GAEA is getting off the ground at a time when interest in climate finance has risen to a fever pitch, particularly among the conference-attending set. Take the response to a presentation at last year’s Climate Week by Jocelyn Matyas, the head of climate impact investing at Cisco Foundation.

“She was inundated with folks that were like, ‘Oh, this is amazing, we need so many more people to do this blended finance approach,’” said her colleague Peter Tavernise, who leads Cisco Foundation’s new climate initiative. Like its competitor, Cisco has committed to spend $100 million on climate efforts over a decade. It’s not currently a GAEA member.

That’s not to say climate finance hasn’t been popular for a while. Foundations spent an average of $115 million a year between 2017 and 2021 on sustainable finance, adding up to close to 7% of total climate funding, according to ClimateWorks Foundation. ClimateWorks’ numbers include things like influencing financial system rules, changing fiscal policy and developing markets. 

But considering the vast resources the private sector already has at its disposal, not to mention the lack of consistent funding that continues to afflict smaller grassroots climate groups, should foundations really be putting so many of their scarce chips on this bet?

Alvarado said he often hears that exact question. “Many of the conversations we have are philanthropy saying, ‘Why am I funding these multitrillion-dollar industries? They have enough money, right?” he said. He agrees, but in his view, the problem is speed. “I think if we had 100 more years to fix this, it would be an absolutely valid thing to say.”

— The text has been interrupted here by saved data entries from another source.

PR #2021, opened 2022-02-16
fix when build with -buildmode=plugin, go complains asm error in v1.5.0

zishen:
in v1.5.0

See cespare/xxhash@v2.1.2...main for more details.

Format with Go 1.17 gofmt to use //go:build constraints
/kind bug
/assig Thor-wl

Signed-off-by: zishen softwarebtg@163.com


hwdef (commented):
please squash commit and fix DCO

PR #2029, opened 2022-02-18
Remove place holder port

hzxuzhonghu:
K8s allows creating svc without port, in volcano we just use this svc to provide dns resolve


hzxuzhonghu:
cc @Thor-wl

hwdef (commented):
/lgtm

PR #1571, opened 2021-06-29
Switch to cross-compiled docker containers & container build

holdenk:
This allows for one container name to support multiple archs, and once pushed we can remove more of the arm64 specific installation stuff since the same container names will support both.

docker does "the right thing" and pulls the container associated with the arch.

You can take a look at the containers I built with this change in my own dockerhub at https://hub.docker.com/repository/docker/holdenk/volcanosh-scheduler , https://hub.docker.com/repository/docker/holdenk/volcanosh-controller-manager , https://hub.docker.com/repository/docker/holdenk/volcanosh-webhook-manager-base , etc.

Alvarado believes the private sector needs a push from philanthropy because the transition is moving far too slowly. Philanthropy neither can nor should pay for the energy transition, for installing the necessary infrastructure or for developing the necessary technologies. But it can push the right buttons to get those things moving. He cited examples like funding research and data, training for locals, or advocacy campaigns to change opinions or policies. Strategies could also involve seed capital for startups and first-loss positions in investments. And Alvarado stressed that the solutions need to involve communities.

Those not convinced could also listen to someone who’s trying to prevent his own home from disappearing: Avinash Persaud, a Barbados-born former London banker who is now special envoy on investment and financial services for the climate-threatened island nation, serving alongside prime minister and climate star Mia Mottley

“If you focus only on grants, only on people transferring money to you, you’re never gonna get the scale we need to save the planet," Persaud told Bloomberg earlier this year. He later added: "Eighty-one percent of all climate mitigation and green transformation stuff is financed by the private sector in rich countries, but only 14% in poor countries. So we've got to change that equation."

Wealthy governments, incidentally, are also falling short. Rich nations promised more than a decade ago to provide $100 billion a year in climate finance support starting in 2020, but will hit that mark for just the first time this year, and only by counting loans and reducing other aid, charges a recent report from Oxfam International.

Of course, the details count. How exactly private wealth is mobilized could determine whether those trillions in investments empower the communities where they land, or instead exploit them. GAEA and its philanthropy-backed models are among those tasked with getting that balance right. And it’s worth emphasizing that the track record of such efforts is, to put it mildly, awful. Yet GAEA’s list of partners makes it clear that a lot of major funders see this as a table worth sitting at. We’ll see whether they can ensure everyone gets a seat.